There is a risk for false negatives using only one test occasion. A repeated evaluation of each patient would probably ncrease the number of positives with both methods due to methodological variations in sampling, handling, and transportation and in the laboratory process. On the other hand repeated sampling and analyzing will extend the diagnostic period and become too expensive and will not be an option in the clinical practice.
No method is ideal for detecting periodontitis associated bacteria. The lack of a gold standard method makes it difficult to evaluate the best method for a reliable detection of the microflora and bacterial markers of deep periodontal pockets. That would speak for a more sensitive methodology such as a PCR based method with detection below 102 cells. On the other hand such sensitive method may certainly increase the number positives also in non-diseased pockets and patients. Thus a higher sensitivity leads to an increased number of false positives, a misguidance of diagnosis and maybe an overtreatment of the patient. If there is a certain threshold for which the true positives are high and false positives are low is not known.
The importance of various microorganisms in periodontitis progression has changed from the specific plaque hypothesis in the 80´s over clusters and complexes to the ecological plaque hypothesis proposed by Marsh . With this hypothesis as a basis for the choice of an appropriate method to disclose a diseased related microflora should include a panel of bacteria to cover the differences in the microbiological pattern from one patient to another. The checkerboard method with an extended panel would be more ideal and clinically useful .
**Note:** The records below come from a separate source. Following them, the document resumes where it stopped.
Issue #99, opened 2023-08-15
Create releases once a new version is ready


Jacalz:
It would be good to create releases once you feel that the code is in a good shape. I find it hard to know exactly when the package should be updated for Fyne (Andrew probably knows though). Creating releases would make it easier for me, and others, to know when it makes sense to update and to what degree and update is big or small (i.e. stable for minor or patch release of Fyne). It also looks tidier, and is easier to look up versions, with versions in the go.mod.

I understand that this project is in rapid development (with breakages probably?) and as such I suggest to start with v0.x.y releases. For minor fixes y can be incremented and x for larger work.

whereswaldon:
Sure; we can certainly do that. The current API would probably be fine for a v0.1.0. We just need to figure out our process for deciding when to release a new version.

Jacalz:
This seems to have been solved a long time ago. Thanks :)

PR #132, opened 2023-12-26
Update README.md about breaking changes

benoitkugler:
As discussed on Slack, I've added a small note about breaking changes and  v0.x.y versions.

This should be tagged as v0.1.0. 

This also implies we will regularly group commits into tagged versions, fixing #99


andydotxyz (approved):
That works for me, thanks for this.

Issue #144, opened 2024-03-25
fontscan: improve caching of font collections


dominikh:
If I understand correctly, `(*FontMap).loadFont` calls `Footprint.loadFromDisk`, which might parse an entire TTC, only to return a single `font.Face`, which gets cached by `loadFont`. ISTM that if we need multiple fonts from the same font collection, then we repeat a lot of parsing. Shouldn't we instead cache all faces from the collection?

benoitkugler:
Nice catch, thank you. `loadFromDisk` should return the whole slice of faces, which should be added in the cache in `loadFont`

benoitkugler:
Hum, it is not as simple as I had thought, because the other faces in a font collection do not have the same footprint. And, for now, we do not have a simple Face -> metadata method (this is #113).

dominikh:
Well, alternatively, we shouldn't use LoadTTC and instead only load the requested font from the collection, not all fonts. We'll still parse the TTC header repeatedly, but we won't have to load every font included in the collection every time.

PR #148, opened 2024-03-26
[fontscan] only load the required face in font collections

benoitkugler:
This is for #144 , thank you @dominikh for the suggested fix. 
 
Note that we still do a little bit more than strictly needed, since `NewLoaders` read all the face _headers_. But, since parsing the header of a font is really nothing compared to parsing its tables, I think this is enough.


andydotxyz (approved):
Nice fix :)

whereswaldon (approved):
Excellent!

PR #166, opened 2017-03-11
Derive SetLargeFileSizeTest directly from TestCase

jleverenz:
SetLargeFileSizeTest should derive directly from unittest.TestCase instead
of FakeDirectoryUnitTest, to avoid running tests in FakeDirectoryUnitTest
twice.


mrbean-bremen:
Right you are - thanks!

PR #169, opened 2017-03-17
Rename PathManipulationTests to PathManipulationTestBase for consistency

jleverenz:
This base class has no tests, and all other non-concrete test case base classes
in this file use a *TestBase convention.

..small cleanup for your consideration.


mrbean-bremen:
Thanks - cleanup is always good.

PR #175, opened 2017-04-05
Patch only modules with fake_filesystem_unittest.Patcher

jmcgeheeiv:
One of my modules has a `path` attribute, and I was dismayed to find that it got patched.

This branch takes extra care to patch only modules.

Code review please, @mrbean-bremen.


mrbean-bremen:
I corrected the minor typo myself and amended your commit (hope you don't mind that), before I merged it. And I used "Rebase and merge" just to find out how this works - never used it before...

PR #176, opened 2017-04-05
copyRealFile fake_file_path defaults to real_file_path

menge101:
Changed TestCase.copyRealFile to default the value of fake_file_path to the same value as real_file_path, when fake_file_path is not provided/None.

### DIFF
--- a/fake_filesystem_unittest_test.py
+++ b/fake_filesystem_unittest_test.py
@@ -207,6 +207,29 @@ class TestCopyRealFile(TestPyfakefsUnittestBase):
             self.copyRealFile(real_file_path, fake_file_path,
                               create_missing_dirs=False)
 
+    def testCopyRealFileNoDestination(self):
+        real_file_path = __file__
+        fake_file = self.copyRealFile(real_file_path)
+
+        self.assertTrue('class TestCopyRealFile(TestPyfakefsUnittestBase)' in self.real_string_contents,
+                        'Verify real file string contents')
+        self.assertTrue(b'class TestCopyRealFile(TestPyfakefsUnittestBase)' in self.real_byte_contents,
+                        'Verify real file byte contents')
+
+        # note that real_string_contents may differ to fake_file.contents due to newline conversions in open()
+        self.assertEqual(fake_file.byte_contents, self.real_byte_contents)
+
+        self.assertEqual(fake_file.st_mode, self.real_stat.st_mode)
+        self.assertEqual(fake_file.st_size, self.real_stat.st_size)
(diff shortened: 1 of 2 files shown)


pyfakefs/fake_filesystem_unittest.py
```diff
@@ -152,6 +152,8 @@ def copyRealFile(self, real_file_path, fake_file_path=None,
                   offers the option to enable atime, and older versions of \
                   Linux may also modify atime.
         """
+        if not fake_file_path:
```
jmcgeheeiv: if fake_file_path is not None:

pyfakefs/fake_filesystem_unittest.py
```diff
@@ -130,7 +130,7 @@ def copyRealFile(self, real_file_path, fake_file_path=None,
 
         Args:
           real_file_path: Path to the source file in the real file system.
-          fake_file_path: path to the destination file in the fake file system.
+          fake_file_path: path to the destination file in the fake file system.  Defaults to real_file_path.
```
jmcgeheeiv: Please indent.

fake_filesystem_unittest_test.py
```diff
@@ -207,6 +207,29 @@ def testCopyRealFile(self):
             self.copyRealFile(real_file_path, fake_file_path,
                               create_missing_dirs=False)
 
+    def testCopyRealFileNoDestination(self):
```
jmcgeheeiv: Here you are testing happens when you do not specify the destination path.  It is adequate to test only for the existence of the destination file.

The previous test tested all the details like the contents and stat.

menge101: Oh yeah, i Just copied the existing test and changed the parameters on the method call.

OK, I'll trim all that out.

pyfakefs/fake_filesystem_unittest.py
menge101: Do you mean:
   `if fake_file_path is None`   ? 
`if fake_file_path is not None` would be the case where it already has a set value.

pyfakefs/fake_filesystem_unittest.py
menge101: Sure:

Like this?

fake_file_path: path to the destination file in the fake file system.
            Defaults to real_file_path.

Or this?

fake_file_path: path to the destination file in the fake file system.
                         Defaults to real_file_path.

?

jmcgeheeiv:
Well done.  Thank you and welcome to the community of pyfakefs contributors!

menge101:
Thanks, love the library, happy to contribute.

PR #184, opened 2017-05-14
Added support for errors argument in FakeFileOpen

mrbean-bremen:


mrbean-bremen:
While fixing an obscure encoding problem I noticed that the `errors` argument in `io.open` argument is not supported, As this was an easy one, I decided to add it before the relase...

PR #185, opened 2017-05-16
Added lazy evaluation of real directories

mrbean-bremen:
- real directory contents are only added to the fake file system on
demand (makes adding large directory trees faster)
- refactored real file/directory access to use own classes


mrbean-bremen:
I use tox locally, which creates the virtual environments for all versions in a .tox directory under pyfakefs. This led to one of the unit tests (real directory tree) to run about 10 seconds for each python version, as it enumerated all files in these directories recursively. So I decided to add lazy evaluation also for real directory contents...
This wil be my last change for now (if no bug comes in), so after that you can go ahead with the release if you want.

jmcgeheeiv:
Wow.  Big job.

PR #212, opened 2017-06-16
Added possibility to use open file descriptor as path

### LINKED ISSUE #205: Add support for open file descriptor as path argument
Since Python 3.3, a number of `os` functions support using an open file descriptor as path argument.
These include `os.utime`, `os.chmod`, `os.chdir`, 'os.chown', `os.listdir`, `os.stat` and `os.lstat`.
The value of `os.supports_fd` shall be considered in the implementation.

Needed in #194 for `os.listdir`.

mrbean-bremen:
- added for os.utime, os.chmod, os.chdir, os.chown, os.listdir, os.stat and os.lstat
- fixes #205

### DIFF
--- a/CHANGES.md
+++ b/CHANGES.md
@@ -4,6 +4,9 @@ The release versions are PyPi releases.
 ## Version 3.3 (as yet unreleased)
 
 #### New Features
+  * Added support for open file descriptor as path argument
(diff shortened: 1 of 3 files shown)


mrbean-bremen:
@jmcgeheeiv - I'm going to merge this stuff without review. Rght now we seem to be getting a flood of new bugs from the TSTL tool, and I want to have these things out of the way. We can always refactor afterwards...

PR #328, opened 2017-11-13
Removed Python 2.6 support

### LINKED ISSUE #293: Remove support for Python 2.6
With Python 2.6 being at end of life now almost 4 years, we may drop the support IMHO. 
Most other packages are also dropping support, so there is not much sense to keep it. 
This will also allow to to cleanup the code by removing the Python 2.6 specific workarounds.
I propose to do this for the 3.4 release, alongside with the PEP-8 changes.

mrbean-bremen:
- closes #293

### DIFF
--- a/.travis.yml
+++ b/.travis.yml
@@ -18,8 +18,6 @@ language: python
 
 matrix:
     include:
-        - python: 2.6
-          env: PYTHON=py26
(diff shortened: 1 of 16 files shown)


mrbean-bremen:
oops, duplicate

PR #333, opened 2017-12-09
Added support to fake out the backported scandir

### LINKED ISSUE #332: Pyfakefs doesn't work with Python 2.6+ backport of os.scandir
pyfakefs doesn't work with [the backport](https://github.com/benhoyt/scandir) of [`os.scandir`](https://docs.python.org/3.6/library/os.html#os.scandir) Is this possible or does it have the same [limitations as lxml](https://github.com/jmcgeheeiv/pyfakefs#compatibility)?

Currently the backport, just like in #119, doesn't find any directories created by pyfakefs and raises an OSError:

```
OSError: [Errno 2] No such file or directory: 'root'
```

mrbean-bremen:
- refactored Patcher for easier possibility to add new modules
- moved fake scandir implementation into separate module and use it both for os.scandir and scandir.scandir
- shall fix #332

### DIFF
--- a/fake_filesystem_test.py
+++ b/fake_filesystem_test.py
@@ -30,7 +30,7 @@ import unittest
 
 from pyfakefs import fake_filesystem
 from pyfakefs.fake_filesystem import FakeFileOpen
-
+from pyfakefs.fake_filesystem_unittest import has_scandir
 
 class _DummyTime(object):
     """Mock replacement for time.time. Increases returned time on access."""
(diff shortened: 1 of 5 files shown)


mrbean-bremen:
A few notes:
- I did not add a generic mechanism to add a new module to `Patcher`, but doing this should be easy now
- the tests for `scandir.scandir()` are only running if `scandir` is installed - I didn't do this in the Travis build, only tested it locally
- this PR will clash with the other PR, so one of them will have to be rebased

PR #348, opened 2018-02-20
Test case mixin

jannero:
This PR splits TestCase into TestCaseMixin and TestCase. The TestCaseMixin class can be used with other than unittest.TestCase TestCase classes (for example, django.test.TestCase or asynctest.TestCase)

### DIFF
--- a/pyfakefs/fake_filesystem_unittest.py
+++ b/pyfakefs/fake_filesystem_unittest.py
@@ -103,7 +103,92 @@ def load_doctests(loader, tests, ignore, module,
     return tests
 
 
-class TestCase(unittest.TestCase):
+class TestCaseMixin(object):
+    """Test case mixin that automatically replaces file-system related
+    modules by fake implementations.
+
+    Attributes:
+        additional_skip_names: names of modules inside of which no module
+            replacement shall be performed, in addition to the names in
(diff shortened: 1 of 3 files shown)


pyfakefs/fake_filesystem_unittest.py
```diff
@@ -103,7 +103,92 @@ def load_doctests(loader, tests, ignore, module,
...
+                                use_dynamic_patch=self.use_dynamic_patch,
+                                modules_to_reload=self.modules_to_reload,
+                                modules_to_patch=self.modules_to_patch)
+
+        self._stubber.setUp()
+        self.addCleanup(self._stubber.tearDown)
+
+
+class TestCase(TestCaseMixin):
     """Test case class that automatically replaces file-system related
```
mrbean-bremen: Thanks for contributing this!
One question though - if you derive TestCase only from the mix-in, and not from `unittest.TestCase` as before, will that not break existing tests? I would have expected:
``` python
class TestCase(unittest.TestCase, TestCaseMixin):
    ...
```

jannero: Whoops. Good that there is riviews. I had intention to do that but missed it.

mrbean-bremen: Thanks - looks good now!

Microbiological diagnosis was used in this study on untreated patients with chronic periodontitis with the purpose of disclosing many positives in order to get an appropriate comparison between the two methods. On the other hand, microbiological analysis has little to add for patients and sites that already by clinical criteria are diagnosed as diseased. Microbiological analysis would be more informative to perform as an adjunct to clinical diagnosis after treatment to evaluate whether site/patients has been sufficiently treated. Then a presence of markers at high scores would indicate a remaining disease associated flora and these sites should be retreated with the aim of changing the ecology of the periodontal pocket (pocket elimination by surgery and/or antibiotics). The Pado test 4.5 could not detect the bacteria placed in the control samples. We therefore challenge the utility of the test. A method for microbiological analysis that is cheap and convenient and that allow sampling of many sites and detecting many relevant markers but not necessarily be very sensitive should be used. The checkerboard methodology would fulfill many of these requirements.
This study was supported by the Public Dental Health Service, Västra Götaland, Sweden.